PR #413, opened 2017-05-02
Better upload errors client-side

mbarton:
Improves the error handling code for direct uploads to log the status code and response text where available.

Also breaks down 'error uploading video' into errors at each specific part request.

### DIFF
--- a/public/video-ui/src/actions/UploadActions/getUploads.js
+++ b/public/video-ui/src/actions/UploadActions/getUploads.js
@@ -1,5 +1,5 @@
 import {UploadsApi} from '../../services/UploadsApi';
-import Logger from '../../logger';
+import {errorDetails} from '../../util/errorDetails';
 
 function runningUploads(uploads) {
   return {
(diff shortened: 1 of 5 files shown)


public/video-ui/src/actions/UploadActions/getUploads.js
```diff
@@ -10,8 +10,6 @@ function runningUploads(uploads) {
 }
 
 function errorGettingUploads(error) {
-  Logger.error(error);
```
Reettaphant: Why is this line removed?

mbarton: We now print useful info about the error into the big red UI box rather than on the console

Reettaphant: Sounds sensible. Would be useful to do this for other error reporting as well later?

mbarton: Yeah I've held off doing that just to keep the PR small

PR #414, opened 2017-05-02
Space for new fields

Reettaphant:
Makes a number of changes to the UI to make space for new composer fields and to make the workflow for updating composer pages more sensible: 
- Merge youtube metadata and metadata forms into one giant form 
- Move delete button to the header away from its own section 
- Move create composer page button to the header
- Remove update composer page button. Make updating composer pages part of the publish action
- Remove add assets button text to make look the same as other edit buttons and add a tooltip to the button with the add assets text

The big edit atom data form could probably do with some styling to make it look more structured, any ideas are welcomed. 

screen shot 2017-05-02 at 11 25 08

screen shot 2017-05-02 at 12 11 07

@akash1810 @mbarton


public/video-ui/src/reducers/editStateReducer.js
```diff
@@ -1,10 +1,7 @@
-export default function video(state = {
-    metadataEditable: false,
-    youtubeEditable: false
-  }, action) {
+export default function video(state = false, action) {
```
akash1810: this is a curious change - `state` going from an object to a bool 🤔

public/video-ui/src/components/ManagedForm/ManagedForm.js
```diff
@@ -23,6 +24,13 @@ export class ManagedForm extends React.Component {
     }
   }
 
+  getFormClass = () => {
+    if (React.Children.toArray(this.props.children).some(child => child.type.componentType === 'managedField')) {
```
Reettaphant: For some reason I made the type of  `managedSection` `managedField`so I'm going to change that. But I'm not sure if there is a simpler way of doing this, `managedForm` needs to know about the type of its children to know its css class.

public/video-ui/src/components/ManagedForm/ManagedSection.js
```diff
@@ -0,0 +1,34 @@
...
+    children: PropTypes.oneOfType([
+        PropTypes.element,
+        PropTypes.arrayOf(PropTypes.element)
+    ]),
+    editable: PropTypes.bool,
+    updateErrors: PropTypes.func
+  };
+
+  static get componentType () {
+    return "managedField";
```
Reettaphant: Yes but I should probably get rid of them.

public/video-ui/src/reducers/editStateReducer.js
Reettaphant: Because we used to have two forms to track so they were in an object but now we just have to track the edit state of one form so it might as well be a bool.

public/video-ui/src/components/VideoData/VideoData.js
```diff
@@ -0,0 +1,135 @@
...
+import {videoCategories} from '../../constants/videoCategories';
+import {privacyStates} from '../../constants/privacyStates';
+
+class VideoData extends React.Component {
+
+  hasCategories = () => this.props.youtube.categories.length !== 0;
+  hasChannels = () => this.props.youtube.channels.length !== 0;
+
+  componentWillMount() {
+    if (! this.hasCategories()) {
```
Reettaphant: I think its done because if people navigate around the app without refreshing the page the youtube channels and categories will remain stored in the properties so there is no need to fetch them again.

+++++

• **Activity**:
Down to the last character, restate every record.

• **Task result**:
PR #413, opened 2017-05-02
Better upload errors client-side

mbarton:
Improves the error handling code for direct uploads to log the status code and response text where available.

Also breaks down 'error uploading video' into errors at each specific part request.

### DIFF
--- a/public/video-ui/src/actions/UploadActions/getUploads.js
+++ b/public/video-ui/src/actions/UploadActions/getUploads.js
@@ -1,5 +1,5 @@
 import {UploadsApi} from '../../services/UploadsApi';
-import Logger from '../../logger';
+import {errorDetails} from '../../util/errorDetails';
 
 function runningUploads(uploads) {
   return {
(diff shortened: 1 of 5 files shown)


public/video-ui/src/actions/UploadActions/getUploads.js
```diff
@@ -10,8 +10,6 @@ function runningUploads(uploads) {
 }
 
 function errorGettingUploads(error) {
-  Logger.error(error);
```
Reettaphant: Why is this line removed?

mbarton: We now print useful info about the error into the big red UI box rather than on the console

Reettaphant: Sounds sensible. Would be useful to do this for other error reporting as well later?

mbarton: Yeah I've held off doing that just to keep the PR small

PR #414, opened 2017-05-02
Space for new fields

Reettaphant:
Makes a number of changes to the UI to make space for new composer fields and to make the workflow for updating composer pages more sensible: 
- Merge youtube metadata and metadata forms into one giant form 
- Move delete button to the header away from its own section 
- Move create composer page button to the header
- Remove update composer page button. Make updating composer pages part of the publish action
- Remove add assets button text to make look the same as other edit buttons and add a tooltip to the button with the add assets text

The big edit atom data form could probably do with some styling to make it look more structured, any ideas are welcomed. 

screen shot 2017-05-02 at 11 25 08

screen shot 2017-05-02 at 12 11 07

@akash1810 @mbarton


public/video-ui/src/reducers/editStateReducer.js
```diff
@@ -1,10 +1,7 @@
-export default function video(state = {
-    metadataEditable: false,
-    youtubeEditable: false
-  }, action) {
+export default function video(state = false, action) {
```
akash1810: this is a curious change - `state` going from an object to a bool 🤔

public/video-ui/src/components/ManagedForm/ManagedForm.js
```diff
@@ -23,6 +24,13 @@ export class ManagedForm extends React.Component {
     }
   }
 
+  getFormClass = () => {
+    if (React.Children.toArray(this.props.children).some(child => child.type.componentType === 'managedField')) {
```
Reettaphant: For some reason I made the type of  `managedSection` `managedField`so I'm going to change that. But I'm not sure if there is a simpler way of doing this, `managedForm` needs to know about the type of its children to know its css class.

public/video-ui/src/components/ManagedForm/ManagedSection.js
```diff
@@ -0,0 +1,34 @@
...
+    children: PropTypes.oneOfType([
+        PropTypes.element,
+        PropTypes.arrayOf(PropTypes.element)
+    ]),
+    editable: PropTypes.bool,
+    updateErrors: PropTypes.func
+  };
+
+  static get componentType () {
+    return "managedField";
```
Reettaphant: Yes but I should probably get rid of them.

public/video-ui/src/reducers/editStateReducer.js
Reettaphant: Because we used to have two forms to track so they were in an object but now we just have to track the edit state of one form so it might as well be a bool.

public/video-ui/src/components/VideoData/VideoData.js
```diff
@@ -0,0 +1,135 @@
...
+import {videoCategories} from '../../constants/videoCategories';
+import {privacyStates} from '../../constants/privacyStates';
+
+class VideoData extends React.Component {
+
+  hasCategories = () => this.props.youtube.categories.length !== 0;
+  hasChannels = () => this.props.youtube.channels.length !== 0;
+
+  componentWillMount() {
+    if (! this.hasCategories()) {
```
Reettaphant: I think its done because if people navigate around the app without refreshing the page the youtube channels and categories will remain stored in the properties so there is no need to fetch them again.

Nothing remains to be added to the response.